PR #2200, opened 2024-11-13
Fix Error when searching for removed imported fact-check 

danielevalverde:
## Description

Add safe navigation to avoid the crash with the error:

`AutoCompleteMediaItem.js:258 TypeError: Cannot read properties of null (reading 'updated_at')
    at AutoCompleteMediaItem.js:371:51
    at Array.map (<anonymous>)
    at bq (AutoCompleteMediaItem.js:333:32)
    at to (react-dom.production.min.js:157:137)
    at Yo (react-dom.production.min.js:180:154)
    at Hs (react-dom.production.min.js:269:343)
    at Mu (react-dom.production.min.js:250:347)
    at wu (react-dom.production.min.js:250:278)
    at _u (react-dom.production.min.js:250:138)
    at fu (react-dom.production.min.js:243:163)
    at react-dom.production.min.js:123:115
    at t.unstable_runWithPriority (scheduler.production.min.js:18:343)
    at Ha (react-dom.production.min.js:122:325)
    at Ua (react-dom.production.min.js:123:61)
    at Wa (react-dom.production.min.js:122:428)
    at su (react-dom.production.min.js:237:203)
    at xo (react-dom.production.min.js:170:408)`

that was happening when searching for removed imported fact-check, probably due to a race condition. 

Reference: CV2-5600

## Type of change

## Checklist

### DIFF
--- a/src/app/components/media/AutoCompleteMediaItem.js
+++ b/src/app/components/media/AutoCompleteMediaItem.js
@@ -388,9 +388,9 @@ const AutoCompleteMediaItem = (props, context) => {
                     statusColor={currentStatus ? currentStatus.style?.color : null}
                     statusLabel={currentStatus ? currentStatus.label : null}
                     summary={isFactCheckValueBlank(projectMedia.fact_check.summary) ? projectMedia.fact_check.claim_description?.description : projectMedia.fact_check.summary}
-                    tags={projectMedia.fact_check?.tags}
+                    tags={projectMedia.fact_check.tags}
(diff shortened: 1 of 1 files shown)


amoedoamorim (changes requested):
Just did a paired review with Dani and we're going to skip returning the `ArticleCard` entirely if `projectMedia.fact_check` is null

amoedoamorim (approved):
:lgtm:

PR #2215, opened 2024-11-25
Bot preview tweaks

brianfleming:
## Description

While reviewing the progress on the bot preview I have made some adjustments to styles and layout because things just feel different when you go from design to real life. Some highlights of this PR:

- Added slight transition animation to the device toggle because 🤷 why not?
- Adjusted the layout a bit so it better matches the figma layout, which is not super obvious how to approach when looking at the designs, this is so we don't get into a weird layout situation later when we add more functionality
- tooltip for the device toggle
- fixed som icon and font sizes
- the font size for the device preview was set too high up in the cascade so it was making all fonts below it too large
- rename some welcome area css because it won't always be a welcome message in the future...premature optimization really

References: CV2-5571

## Type of change

## How has this been tested?

manual verification

not much, just style changes

## Checklist

### DIFF
--- a/localization/react-intl/src/app/components/cds/mockups/DeviceMockupComponent.json
+++ b/localization/react-intl/src/app/components/cds/mockups/DeviceMockupComponent.json
@@ -1,0 +1,7 @@
+[
+  {
+    "id": "deviceMockup.devicesTooltip",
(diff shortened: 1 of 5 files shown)


brianfleming:
reviewers, not sure what the failure message on the test is, appears on the epic PR as well

amoedoamorim (approved):

PR #2216, opened 2024-11-27
remove unnecessary code causing content warning broken state

brianfleming:
## Description

@amoedoamorim I noticed a bug on QA from my last PR:
https://github.com/meedan/check-web/pull/2214

It was causing the content warning to be clipped, in cases like when the media is no longer available, or being block by the browser (like mine was doing) see the screenshots below. This is just a quick css fix for that case

Screenshot 2024-11-27 at 2 09 58 PM
### In this case:
Screenshot 2024-11-27 at 2 09 51 PM

### DIFF
--- a/src/app/components/media/MediaCardLarge.module.css
+++ b/src/app/components/media/MediaCardLarge.module.css
@@ -9,6 +9,7 @@
   > .video-media-card,
   > .webpage-media-card {
     flex: 1 1;
+    min-height: calc(226px * (16/9));
     min-width: calc(200px * (16/9));
   }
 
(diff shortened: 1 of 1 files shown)


src/app/components/media/MediaCardLarge.module.css
```diff
@@ -9,13 +9,10 @@
   > .video-media-card,
   > .webpage-media-card {
     flex: 1 1;
+    min-height: calc(226px * (16/9));
     min-width: calc(200px * (16/9));
   }
 
-  .aspect-ratio-media-card {
```
brianfleming, line 15: removing this is the actual fix. The min-height above is just to be extra careful

brianfleming:
@amoedoamorim just a quick PR FYI for you since you reviewed the PR that I accidentally caused this issue in

amoedoamorim (approved):

PR #2222, opened 2024-12-04
Fix/cv2 5735 apply admin filter to all thumbnails

sarahkeh:
## Description

The admin content filter now puts a value to local storage.  This lets items not in the component tree pull from the same value.  Added a check in the ItemThumbnail component that looks for this flag and uses that to also determine if content should be hidden.  Also added a prop to ItemThumbnail that by default ignores this new localstorage value, to avoid impacts to other pages in the application.  For the item main icon and the search results in the Merge items, that value is set to false, allowing the thumbnail to be hidden by the admin flag.  

References: CV2-5735

## Type of change

## How has this been tested?

Manually

- Etc.

## Checklist

### DIFF
--- a/src/app/components/cds/media-cards/ItemThumbnail.js
+++ b/src/app/components/cds/media-cards/ItemThumbnail.js
@@ -9,20 +9,20 @@ import Tooltip from '../../cds/alerts-and-prompts/Tooltip';
 import styles from './ItemThumbnail.module.css';
 
 const ItemThumbnail = ({
+  ignoreGeneralContentMask,
   maskContent,
   picture,
   size,
   type,
   url,
 }) => {
-  const [contentMask, setContentMask] = React.useState(window.storage.getValue('contentMask') === 'true');
-  const mediaType = type === 'Link' ? mediaTypeFromUrl(url) : type;
-  const isHidden = contentMask || maskContent;
+  const [generalContentMask, setGeneralContentMask] = React.useState(window.storage.getValue('contentMask') || maskContent);
+  const isHidden = maskContent || (!ignoreGeneralContentMask && generalContentMask === 'true');
 
   useEffect(() => {
     const handleMaskChange = (event) => {
       if (event.key === 'contentMask') {
-        setContentMask(event.newValue === 'true');
+        setGeneralContentMask(event.newValue);
       }
     };
 
@@ -32,14 +32,6 @@ const ItemThumbnail = ({
       window.removeEventListener('storage', handleMaskChange);
     };
   }, []);
-
-  useEffect(() => {
-    if (contentMask === 'true') {
-      console.log('isHidden true', contentMask); //eslint-disable-line
-    } else {
-      console.log('isHidden false', contentMask); //eslint-disable-line
-    }
-  }, [contentMask]);
 
   if (!type && !picture) {
     return (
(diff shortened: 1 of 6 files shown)


brianfleming (commented):
@sarahkeh a bit hard to explain, and also not sure if what I am seeing is part of this work, but its at the very least thematically aligned:

There is some sort of bug/deoptimization around the thumbnail in the header and using the admin protections and using the content warning. It can get in a state where the header thumbnail doesn't always "respect" the user action. Take a look at the screen recording and see if this helps, as I said, tough to explain:

https://github.com/user-attachments/assets/114c19ec-50a9-46f7-889d-2283fb623a16

let me know if i can provide anymore info or what your thoughts are if this is aligned. It also might be something to solve "later" in the next steps of the epic work 🤷

sarahkeh:
@brianfleming I think this might be a separate issue.... I played around in QA and setting the content warning updates the thumbnail because it's a data update, but when it's temporarily lifted, that's just a temporary front end tag and, like how the Admin filter used to be, it's in a different component tree.  So it's similar, but unlike the admin/general content filter in the epic, it's very item-specific.... Personally it makes sense that the "Temporarily view content" only shows the large preview, since that's where the button is.  But maybe adding a "peek" button or something on the thumbnails might be helpful?

brianfleming:
> @brianfleming I think this might be a separate issue.... I played around in QA and setting the content warning updates the thumbnail because it's a data update, but when it's temporarily lifted, that's just a temporary front end tag and, like how the Admin filter used to be, it's in a different component tree. So it's similar, but unlike the admin/general content filter in the epic, it's very item-specific.... Personally it makes sense that the "Temporarily view content" only shows the large preview, since that's where the button is. But maybe adding a "peek" button or something on the thumbnails might be helpful?

I think some of that makes sense @sarahkeh but there is something that I unfortunately didn't show in the video, but here is a video a followup question:

why is it that the header thumbnail is the only one that sometimes I can't get to uncover. take a look at this vid, all all the media responding to my actions except the main one:

https://github.com/user-attachments/assets/7b940fb8-0d81-40ea-826a-6e6764853752

amoedoamorim:
@brianfleming I had a 1:1 with Sarah today and I see there are some problems with this functionality architecture.

As you know these two forms of hiding content are working independently, the per item content flag is data-driven and the admin screen is a frontend-only state.

The problem evidenced in the first video is because the components are under different Relay containers, unfortunately.
Because of how the code evolverd over time, `ItemThumbnail` in under a Relay classic container at `MediaActionsBar` and the `MediaCardLarge` is under a Relay modern QueryRenderer in `Media.js`. For this reason when you add content flag to an item, the large preview is hidden immediately but the thumbnail isn't aware of the change. But if you reload the page both get the updated data with the content flag set and will be hidden.
 
And the problem you evidence in the second video is probably because both flags function independently and the view temporarily toggle is local to `AspectRatio` which in effect applies the content cover. It seem that the item content flag is active, but the larger preview had the `Temporarily view content` on but that doesn't propagate to the item thumbnail. But you were clicking the Pause/resume admin screen button that also wouldn't affect the item content flag.

I think some refactoring there so the whole item page has a single QueryRenderer would make sense as we need to get rid of the Relay Classic stuff and would simplify things a great deal. We should also flatten `MediaPage`, `MediaPageLayout`, `Media` and maybe even `MediaComponent`. Too many layers there unnecessarily, imo.

So another benefit of a refactoring here is to lift that temporary view state management to the common ancestor  `MediaComponent` which would propagate the item content flag data to all its children.

I'd love to chat and structure a coherent architecture that can stand future iterations rather than just patching this already bad scenario.

brianfleming:
> @brianfleming I had a 1:1 with Sarah today and I see there are some problems with this functionality architecture.
> 
> As you know these two forms of hiding content are working independently, the per item content flag is data-driven and the admin screen is a frontend-only state.
> 
> The problem evidenced in the first video is because the components are under different Relay containers, unfortunately. Because of how the code evolverd over time, `ItemThumbnail` in under a Relay classic container at `MediaActionsBar` and the `MediaCardLarge` is under a Relay modern QueryRenderer in `Media.js`. For this reason when you add content flag to an item, the large preview is hidden immediately but the thumbnail isn't aware of the change. But if you reload the page both get the updated data with the content flag set and will be hidden.
> 
> And the problem you evidence in the second video is probably because both flags function independently and the view temporarily toggle is local to `AspectRatio` which in effect applies the content cover. It seem that the item content flag is active, but the larger preview had the `Temporarily view content` on but that doesn't propagate to the item thumbnail. But you were clicking the Pause/resume admin screen button that also wouldn't affect the item content flag.
> 
> I think some refactoring there so the whole item page has a single QueryRenderer would make sense as we need to get rid of the Relay Classic stuff and would simplify things a great deal. We should also flatten `MediaPage`, `MediaPageLayout`, `Media` and maybe even `MediaComponent`. Too many layers there unnecessarily, imo.
> 
> So another benefit of a refactoring here is to lift that temporary view state management to the common ancestor `MediaComponent` which would propagate the item content flag data to all its children.
> 
> I'd love to chat and structure a coherent architecture that can stand future iterations rather than just patching this already bad scenario.

@amoedoamorim and @sarahkeh got it!
thanks for the comprehensive look into all of this. I agree with the conclusions that we need a larger refactor and I am not surprised its a Relay issue!

Since a lot of this is pre-existing and we are only really "seeing" some of these edge cases because of improvements @sarahkeh is making. I say we just keep moving forward with whatever path you both think is best, knowing that we are moving in the right direction. 

We can chat about the bigger refactor for a coherent architecture whenever makes sense, I think we are getting to a view of Check that we can be confident in a good choice for that refactor.

amoedoamorim:
Hi @sarahkeh ! Code looks good, but I'm failing to understand why we need the new `ignoreGeneralContentMask` prop. Isn't the mask supposed to be applied everywhere, when active?

sarahkeh:
@amoedoamorim Eventually, yes, but for right now it's still contained just in the Media Item page.  The change that moves the content filter to the List view is a later ticket

amoedoamorim (approved):

PR #2232, opened 2024-12-17
Added orientation and theme prop to TogglebuttonGroup

sarahkeh:
## Description

Added two new props to the ToggleButtonGroup component: theme and orientation.  The new theme is called 'setting' to avoid overlapping with other theme names.  The orientation defaults to horizontal but can be toggled to vertical.  I think our version of the MaterialUI toggle button group predates the orientation prop (it's still in the /lab/ library, so likely still in development), so I had to add a custom settings for it.  

All new props can be tested in the Sandbox

References: CV2-5734

## Type of change

## How has this been tested?

Manually in the Sandbox

Given the defaults, nothing should change for any other ToggleButtonGroup, but good to check.

## Checklist

### DIFF
--- a/src/app/components/cds/Sandbox.js
+++ b/src/app/components/cds/Sandbox.js
@@ -197,6 +197,7 @@ const SandboxComponent = ({ admin }) => {
   const [toggleButtonGroupLabel, setToggleButtonGroupLabel] = React.useState(Boolean(true));
   const [toggleButtonGroupHelp, setToggleButtonGroupHelp] = React.useState(Boolean(true));
   const [toggleButtonGroupDisabled, setToggleButtonGroupDisabled] = React.useState(Boolean(false));
+  const [toggleButtonGroupisVertical, setToggleButtonGroupisVertical] = React.useState(Boolean(false));
 
   const [timeLabel, setTimeLabel] = React.useState(Boolean(false));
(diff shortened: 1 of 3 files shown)


brianfleming (changes requested):
nice, looking good @sarahkeh 
The only change I would request for this PR would be to add in the borders between the buttons when it goes to vertical. I think you just need to switch from left and right borders to top and bottom probably

amoedoamorim (approved):
Code LGTM, but please address Brian's requested changes

sarahkeh:
Added a border between buttons, lmk if it looks good @brianfleming

brianfleming (changes requested):
Thanks for that border change @sarahkeh looks good

Just noticed one other minor thing, if you toggle the disabled flag and the theme you will see that the "standard" theme disabled active button color is different than the new settings theme disabled color, we should just align that new theme just in case.

### this: correct disabled active bg color
Screenshot 2024-12-17 at 1 18 36 PM


### vs: still using the purple
Screenshot 2024-12-17 at 1 18 41 PM

Also, just a workflow thing, but hit the re-request review so I get pinged when you want me to look again

brianfleming (approved):
nice @sarahkeh thanks for all the refinements!

PR #2234, opened 2024-12-17
CV2-5748 enable filter for list, general cleanup of superAdminMask prop

sarahkeh:
## Description

Added check for localstorage contentMask value to AspectRatio.  This covers all content images not handled by the ItemThumbnail.  Removed superAdminMask prop being passed down the Media component tree.  Changed the default value for IgnoreGeneralContentMask to false (keeping in place, though, just in case there is a situation in which it could be useful) and removed value passed from the Item List.  Also updated the admin filter to first look for a localstorage value, then fall back to on if no value is found, as the admin mask currently works (will change to off in the next ticket).  This lets the user's choice persist throughout the app.

References: CV2-5748

## Type of change

## How has this been tested?

To turn the filter on for the list, currently you have to go to an item, ensure the filter is on, then go back to the list.  Similarly, if you turn the filter off, then navigate to another item or the list the filter should stay off.  

- Etc.

## Checklist

### DIFF
--- a/src/app/components/cds/media-cards/ItemThumbnail.js
+++ b/src/app/components/cds/media-cards/ItemThumbnail.js
@@ -132,7 +132,7 @@ function requiredBoolIfTypeNotEmpty(props, propName, componentName) {
 }
 
 ItemThumbnail.defaultProps = {
-  ignoreGeneralContentMask: true,
+  ignoreGeneralContentMask: false,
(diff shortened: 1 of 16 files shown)


amoedoamorim (approved):
Looks great! I'm glad we're getting rid of this much of prop drilling! :tada:

PR #2254, opened 2025-01-17
Hard-refresh when switching workspaces.

caiosba:
## Description

While debugging an error related to creating tipline resources, I realized it occurred only when navigating to the tipline settings page directly from the Workspaces list (i.e., switching from one workspace to another). The resource isn't created because the workspace ID being used is still the previous one. As a result, the session isn't fully cleared or switched to the new workspace. The simplest fix is to force a hard refresh to ensure a completely new session under the new workspace.

Fixes: [CV2-6003](https://meedan.atlassian.net/browse/CV2-6003).

## Type of change

## How has this been tested?

Manually. Just make sure you can still switch between workspaces.

## Checklist

[CV2-6003]: https://meedan.atlassian.net/browse/CV2-6003?atlOrigin=eyJpIjoiNWRkNTljNzYxNjVmNDY3MDlhMDU5Y2ZhYzA5YTRkZjUiLCJwIjoiZ2l0aHViLWNvbS1KU1cifQ

### DIFF
--- a/src/app/components/user/UserWorkspaces/PaginatedUserWorkspaces.js
+++ b/src/app/components/user/UserWorkspaces/PaginatedUserWorkspaces.js
@@ -65,6 +65,12 @@ const UserWorkspacesComponent = ({
   };
 
   const onSuccess = (team) => {
+    /* While debugging an error related to creating tipline resources, I realized it occurred only
+       when navigating to the tipline settings page directly from the Workspaces list (i.e., switching
+       from one workspace to another). The resource isn't created because the workspace ID being used
+       is still the previous one. As a result, the session isn't fully cleared or switched to the new
+       workspace. The simplest fix is to force a hard refresh to ensure a completely new session under
+       the new workspace. */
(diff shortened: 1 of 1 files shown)


brianfleming (approved):
womm

src/app/components/user/UserWorkspaces/PaginatedUserWorkspaces.js
```diff
@@ -66,8 +65,7 @@ const UserWorkspacesComponent = ({
   };
 
   const onSuccess = (team) => {
-    const path = `/${team.slug}/all-items`;
-    browserHistory.push(path);
+    window.location.assign(`/${team.slug}/all-items`);
```
amoedoamorim, line 68: Suggestion: Let's leave a comment mentioning why this hard reset is important, otherwise it might get inadvertently replaced with a `browserHistory.push` :sweat_smile:

caiosba: Great idea, @amoedoamorim! Done!

PR #2285, opened 2025-02-07
Fix TypeError: Cannot destructure property 'name' of '{}' as it is null.

danielevalverde:
## Description

Avoid trying to destructure the prop of null

References: 5510

## How to test?
Running unit tests and manually 

## Checklist

### DIFF
--- a/src/app/components/media/MediaOrigin.js
+++ b/src/app/components/media/MediaOrigin.js
@@ -121,7 +121,7 @@ const MediaOrigin = ({
     media_cluster_origin_user: user = {},
   } = {},
 }) => {
-  const { icon, message, tooltipMessage } = getIconAndMessage(origin, user?.name);
+  const { icon, message, tooltipMessage } = getIconAndMessage(origin, user.name);
 
   return (
     <Tooltip arrow title={tooltipMessage}>
--- a/src/app/components/media/MediaOrigin.js
+++ b/src/app/components/media/MediaOrigin.js
@@ -118,10 +118,10 @@ const getIconAndMessage = (origin, user) => {
 const MediaOrigin = ({
   projectMedia: {
     media_cluster_origin: origin,
-    media_cluster_origin_user: { name: user } = {},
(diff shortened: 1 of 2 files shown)


src/app/components/media/MediaOrigin.js
```diff
@@ -118,10 +118,10 @@ const getIconAndMessage = (origin, user) => {
 const MediaOrigin = ({
   projectMedia: {
     media_cluster_origin: origin,
-    media_cluster_origin_user: { name: user } = {},
-  },
+    media_cluster_origin_user: user = {},
+  } = {},
```
amoedoamorim, line 122: [comment] (non-blocker) I'm not a fan of this nested destructuring, but it works. Just a personal preference, I guess... :shrug:

src/app/components/media/MediaOriginBanner.js
```diff
@@ -109,11 +109,11 @@ const MediaOriginBanner = ({
   projectMedia: {
     media_cluster_origin: origin,
     media_cluster_origin_timestamp: originTimestamp,
-    media_cluster_origin_user: { name: user } = {},
+    media_cluster_origin_user: user = {},
     media_cluster_relationship: mediaClusterRelationship,
   },
 }) => {
-  const { icon, message } = getIconAndMessage(origin, mediaClusterRelationship, user, originTimestamp);
+  const { icon, message } = getIconAndMessage(origin, mediaClusterRelationship, user?.name, originTimestamp);
```
amoedoamorim, line 116: [comment] (non-blocker) If user is being assigned an empty object by default then the safe navigation operator shouldn't be necessary, right?

amoedoamorim (approved):

src/app/components/media/MediaOriginBanner.js
danielevalverde: removed the unnecessary safe operator, @amoedoamorim :saluting_face:

PR #2287, opened 2025-02-08
CV2-5958 Add custom slider component

sarahkeh:
## Description

Added a slider component that uses our custom tooltip.  Adds a marked prop which lets us move out the slider specific styling from the BotPreview css.  Added to Sandbox.

References: CV2-5958

## How to test?

Manually, no functional change

## Checklist

### DIFF
--- a/src/app/components/bot/BotPreview.module.css
+++ b/src/app/components/bot/BotPreview.module.css
@@ -187,48 +187,6 @@
 
       .settings-slider-wrapper {
         margin: 8px 24px;
-
-        :global(.MuiSlider-rail) {
-          border-radius: var(--border-radius-medium);
-          color: var(--color-gray-96);
-          height: 10px;
-        }
-
-        :global(.MuiSlider-track) {
-          display: none;
-        }
-
-        :global(.MuiSlider-mark) {
-          color: var(--color-gray-88);
-          height: 18px;
-          margin-top: -4px;
-          width: 3px;
-
-          &:hover {
-            border: 12px solid var(--color-blue-32);
-            border-radius: var(--border-radius-max);
-            margin-left: -10px;
-            margin-top: -7px;
-            opacity: .2;
-          }
-        }
-
-        :global(.MuiSlider-thumb) {
-          height: 22px;
-          margin-left: -10px;
-          margin-top: -7px;
-          width: 22px;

Task instructions: Retype the portion of the data above that starts on the line with "Fix TypeError: Cannot" and finishes on the line with "amoedoamorim, line 122: [comment]", including both of those lines.

Reply to the task:
Fix TypeError: Cannot destructure property 'name' of '{}' as it is null.

danielevalverde:
## Description

Avoid trying to destructure the prop of null

References: 5510

## How to test?
Running unit tests and manually 

## Checklist

### DIFF
--- a/src/app/components/media/MediaOrigin.js
+++ b/src/app/components/media/MediaOrigin.js
@@ -121,7 +121,7 @@ const MediaOrigin = ({
     media_cluster_origin_user: user = {},
   } = {},
 }) => {
-  const { icon, message, tooltipMessage } = getIconAndMessage(origin, user?.name);
+  const { icon, message, tooltipMessage } = getIconAndMessage(origin, user.name);
 
   return (
     <Tooltip arrow title={tooltipMessage}>
--- a/src/app/components/media/MediaOrigin.js
+++ b/src/app/components/media/MediaOrigin.js
@@ -118,10 +118,10 @@ const getIconAndMessage = (origin, user) => {
 const MediaOrigin = ({
   projectMedia: {
     media_cluster_origin: origin,
-    media_cluster_origin_user: { name: user } = {},
(diff shortened: 1 of 2 files shown)


src/app/components/media/MediaOrigin.js
```diff
@@ -118,10 +118,10 @@ const getIconAndMessage = (origin, user) => {
 const MediaOrigin = ({
   projectMedia: {
     media_cluster_origin: origin,
-    media_cluster_origin_user: { name: user } = {},
-  },
+    media_cluster_origin_user: user = {},
+  } = {},
```
amoedoamorim, line 122: [comment] (non-blocker) I'm not a fan of this nested destructuring, but it works. Just a personal preference, I guess... :shrug:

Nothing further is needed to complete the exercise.